Dezember 20

Der Anschlag in Berlin

Quelle: https://springorumkunst.wordpress.com/2013/07/23/gegenlicht/
Quelle: Silvia Springorum

Betet für Berlin

Wir wussten alle, dass es auch in Deutschland geschehen würde. Irgendwann, irgendwo. Dann, wenn wir es nicht vermuten wird der Terror auch bei uns seine hässliche Fratze zeigen. Nun ist es tatsächlich passiert. Er hat sie gezeigt seine Fratze. In einem Moment in dem Menschen sich einstellten auf ein paar schöne Stunden. Mit der Familie, mit Freunden. Auf einem Weihnachtsmarkt in unserer Hauptstadt Berlin.

Nun sind viele getötet und sehr viele, teilweise schwer, verletzt worden. Durch einen LKW, gefahren von jemanden ohne Gewissen und ohne Achtung vor dem Leben anderer.

Der 19. Dezember 2016 wird für immer mit diesem schrecklichen Ereignis in Verbindung stehen und die Vorweihnachtszeit für viele Menschen verändern.

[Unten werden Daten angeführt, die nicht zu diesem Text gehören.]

PR #3472, opened 2023-06-13
Create E2E tests for verified/unverified tokens

michalinacienciala:
This commit introduces E2E test that checks the functiolality of verified/unverified tokens. Following general steps are executed:
1. Import account
2. Enable `Show unverified assets`
3. Hide asset
4. Trust asset
5. Hide trusted asset
A number of checks is performed during each step.

The commit also introduces helper functions and adds `data-testid` attribute to a couple of DOM elements.

TODO:

- [x] As some of the code is similar or identical as in the https://github.com/tahowallet/extension/pull/3418 PR which is yet not merged to `main`, some conflicts may arise and will need to be resolved before this change lands on `main`.
- [x] Also some changes will need to be made once
https://github.com/tahowallet/extension/pull/3195 gets merged to `main`, as this PR solves a bug causing failures in the tests (the failing part of the test was temporarily commented out).
- [x] Add `E2E_TEST_ONLY_WALLET_JSON_BODY` and `E2E_TEST_ONLY_WALLET_JSON_PASSWORD` secrets in GitHub's settings.
- [x] Wait for https://github.com/tahowallet/extension/pull/3559 to be merged and merge main to feature branch (should fix the failing `e2e-tests` job)
- [x] Handle TODOs in the code

Latest build: [extension-builds-3472](https://github.com/tahowallet/extension/suites/15116290312/artifacts/863816729) (as of Tue, 15 Aug 2023 18:12:30 GMT).


michalinacienciala:
The tests were passing locally, but we have a failing check in CI. I'll investigate the failures.

e2e-tests/utils/assets.ts
```diff
@@ -0,0 +1,468 @@
...
+    }
+
+    await verifyAssetPopup
+      .locator("li")
+      .filter({
+        hasText: "Contract address",
+      })
+      .locator(".right")
+      .click({ trial: true })
+    // TODO: Click and verify the scan website address
```
michalinacienciala, line 254: I tried implement that, but had some troubles. We may consider merging this PR without it and I'll work on this in a separate PR (as my next task).

e2e-tests/utils/walletPageHelper.ts
```diff
@@ -167,7 +170,19 @@ export default class WalletPageHelper {
...
 
-  async verifyDefaultWalletBanner(): Promise<void> {
+  async waitForAssetsToLoad(timeout?: number): Promise<void> {
+    await expect(this.popup.getByText("Digging deeper")).toHaveCount(0, {
+      timeout: timeout ?? 120000,
+    })
+    await expect(this.popup.locator(".spinner")).toHaveCount(0, {
+      timeout: timeout ?? 120000,
+    })
+    // await expect(this.popup.locator(".token_icon_fallback")).toHaveCount(0, {
```
jagodarybacka, line 180: Can we delete it?

e2e-tests/utils/walletPageHelper.ts
```diff
@@ -185,6 +200,86 @@ export default class WalletPageHelper {
...
+    const numberOfAccounts = await this.popup
+      .getByTestId("wallet_address_item")
+      .count()
+    const accountLabelButton = this.popup
+      .getByTestId("wallet_title")
+      .filter({
+        hasText: accountLabel,
+      })
+      .getByRole("button")
+    await this.popup.getByTestId("wallet_title").click({ trial: true }) // TODO: why trial?
```
jagodarybacka, line 217: what about this comment?

e2e-tests/utils/walletPageHelper.ts
```diff
@@ -185,6 +200,86 @@ export default class WalletPageHelper {
...
+
+  /**
+   * Function closing the Accounts popup.
+   */
+  async closeAccountsPopup(): Promise<void> {
+    const accountsPopup = await this.popup.$(".slide_up_menu:not(.closed)")
+    if (accountsPopup) {
+      const closeButton = await accountsPopup.$(
+        'button[aria-label="Close menu"]'
+      )
```
jagodarybacka, line 272: don't we want to add proper test ids?

e2e-tests/utils/assets.ts
```diff
@@ -0,0 +1,468 @@
...
+    const balance = await activityLeftContainer.getByText(
+      /^(\d|,)+(\.\d{2,4})*$/
+    )
+    await expect(balance.getByText(expectedBalance)).toHaveCount(1, {
+      timeout: 120000,
+    })
+
+    if (assetType === "base" || assetType === "knownERC20") {
+      await expect(
+        activityLeftContainer.getByText(/^\$(\d|,)+\.\d{2}$/)
```
jagodarybacka, line 88: These regex should be named variables

e2e-tests/utils/assets.ts
```diff
@@ -0,0 +1,468 @@
...
+    // human eye.
+    // await expect(
+    //   this.popup.getByRole("button", { name: "Verify asset" }).first()
+    // ).toBeHidden()
+    // await expect(this.popup.getByText("Asset not verified")).not.toBeVisible()
+    // await expect(
+    //   this.popup.getByText(
+    //     "Be aware of scam and spam assets, only interact with assets you trust."
+    //   )
+    // ).not.toBeVisible()
```
jagodarybacka, line 325: can we add some html attribute or check it by CSS class to make it easier to test?

jagodarybacka (commented):
A bunch of possible improvements 🏗️

e2e-tests/utils/walletPageHelper.ts
michalinacienciala: I couldn't do it simpler than this (maybe there's something I didn't think of?).

The problem is that the `slide_up_menu` DOM element for Accounts contains a bunch of identical `slide_up_menu` child elements, all containing their own Close button. All Close buttons except of one are not visible for users. On the DOM side, the difference is that those invisible buttons are wrapped with the `div` element of `slide_up_menu closed` class, whereas the visible button is wrapped by `slide_up_menu with_overflow` `div`.
Adding a test id to the `button` or the `div` element does not solve the issue - the id is added to all the elements and we still have the problem with identifying the one we want to click.

As a workaround we use [ElementHandle](https://playwright.dev/docs/api/class-elementhandle) to locate the right item to click, by specifying that the element shouldn't be wrapped by the DOM item of the `closed` class (I couldn't do that using classic Locator syntax).

And now, going back to your suggestion - switching to use of the test ids everywhere in the function would not work from the above mentioned reasons. And sticking with use of the ElemenHandle to locate the right `slide_up_menu` and using the test id to locate the Close menu would also not work, because the `getByTestId` cannot be called on the ElementHandle objects.


We could add a `data-testid="slide_up_menu_close"` line after [this one](https://github.com/tahowallet/extension/blob/80c90e062169b08051833f39965bd4474cb6f449/ui/components/Shared/SharedSlideUpMenu.tsx#L88C14-L88C14) and then try to do
```
this.popup.getByTestId("slide_up_menu_close").click()
```
in the `closeAccountsPopup()` function, but this does not work. It finds multiple identical matching DOM elements. The only significant difference between the matched elements is that the parent element of the one we want to click has class `slide_up_menu with_overflow`

Anyway, as all of this is not straightforward, I've added a comment to the `closeAccountsPopup()` function, that explains why we use ElementHandle there: b4a61d2651b58ce4fe5449aae16798f8803c9eeb.

e2e-tests/utils/walletPageHelper.ts
michalinacienciala: Oops, this step and a couple of others nearby were not supposed to land in the final code. Removed in 4e740dfb74bf890032a65b859d9cd4df8457e2af.

e2e-tests/utils/walletPageHelper.ts
```diff
@@ -185,6 +200,86 @@ export default class WalletPageHelper {
     ).toHaveText(network)
   }
 
+  /**
+   * Function adding new address to an already imported account
+   */
+  async addAddressToAccount(accountLabel: string): Promise<void> {
```
michalinacienciala, line 203: BTW, due to the fact that during work on this PR  I switched from importing the tests account via recovery phrase to import via JSON, I no longer use this function (and `closeAccountsPopup` as well). However, those function may come handy some day. What is the best practice here? Leave it as it is or maybe comment out or remove completely?

e2e-tests/utils/walletPageHelper.ts
michalinacienciala: Removed in e9d795129ad2b12dc2b986bad459d0d91b245311.

e2e-tests/utils/onboarding.ts
```diff
@@ -26,6 +26,10 @@ const DEFAULT_PASSWORD = "12345678"
 // It owns some NFTs/badges.
 export const account1Address = "0x6f1b1f1feb01235e15a7962f16c389c7f8218ed6"
 export const account1Name = /^e2e\.testertesting\.eth$/
+// The account2 is the he testertesting.eth account. It's used for manual
+// testing, so it's balance may fluctuate. It can be used to test features that
+// don't depend on the constant balance or state of the assets.
+export const account2Name = /^testertesting\.eth$/
```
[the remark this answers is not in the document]
michalinacienciala: Addressed in 95db29f06e775a98d4a7d0711b3111606c6e0fe2.

e2e-tests/regular/token-trust.spec.ts
```diff
@@ -0,0 +1,555 @@
...
+      if (jsonPassword) {
+        await walletPageHelper.onboardWithJSON(
+          "./e2e-tests/utils/JSON.json",
+          jsonPassword
+        )
+      } else {
+        throw new Error(
+          "E2E_TEST_ONLY_WALLET_JSON_PASSWORD environment variable is not defined."
+        )
+      }
```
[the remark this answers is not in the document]
michalinacienciala: Hmmm, but will that make much difference? When calling the method, we will still need to provide the environment variables as arguments. And this means that we'll still need to have the `if`/`else` conditions present in the `token-trust.spec.ts`, right? Or maybe there's something I'm missing here?

ui/_locales/en/messages.json
```diff
@@ -663,7 +663,7 @@
       }
     },
     "unverifiedAssets": {
-      "tooltip": "Discover assets that you own but are not on our asset list. Some spam/scam assets will show up, so tread carefully.<br/><br/>These will show up on the bottom of the asset page until you verify them."
+      "tooltip": "Discover assets that you own but are not on our asset list. Some spam/scam assets may show up, so treat them with caution.<br/><br/>They will show up on the bottom of the asset page until you verify them."
```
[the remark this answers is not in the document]
michalinacienciala: No problem  :)

e2e-tests/regular/token-trust.spec.ts
```diff
@@ -0,0 +1,555 @@
...
+      /**
+       * Ensure there are no unverified assets on the main page.
+       */
+      await assetsHelper.assertNoUnverifiedAssetsOnWalletPage()
+
+      // In order for the next few tests to make sense the wallet address should
+      // have a positive balance of at least one of the listed assets. At the
+      // moment of writing the test, the wallet had positive balance for all
+      // those assets.
+      const untrustedAssets = [
```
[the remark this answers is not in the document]
michalinacienciala: See 89019b4e156ccc33e6874001d380ee834ea139d1.

e2e-tests/fork-based/transactions.spec.ts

Niemand wusste bis dahin ob es sich um einen Anschlag oder einen tragischen Unfall handelte. Selbst die Polizei die direkt vor Ort war wusste noch nichts. Nur ein „Herr“ Pretzell, Chef der AfD NRW wusste schon alles und hatte auch gleich Schuldige parat. Es war natürlich ein Flüchtling und dadurch gingen diese Toten und Verletzten, nach seiner „Meinung“ letztlich auf das Konto von Kanzlerin Merkel. Bei dieser Sorte Politiker sind wir keine anderen Reaktionen gewohnt. Die Sorte, die aus dem Unglück anderer Menschen Kapital für ihre eigene Karriere schlagen wollen. Die selbst in solch traurigen Stunden nicht davon ablassen Angst und Hass zu schüren.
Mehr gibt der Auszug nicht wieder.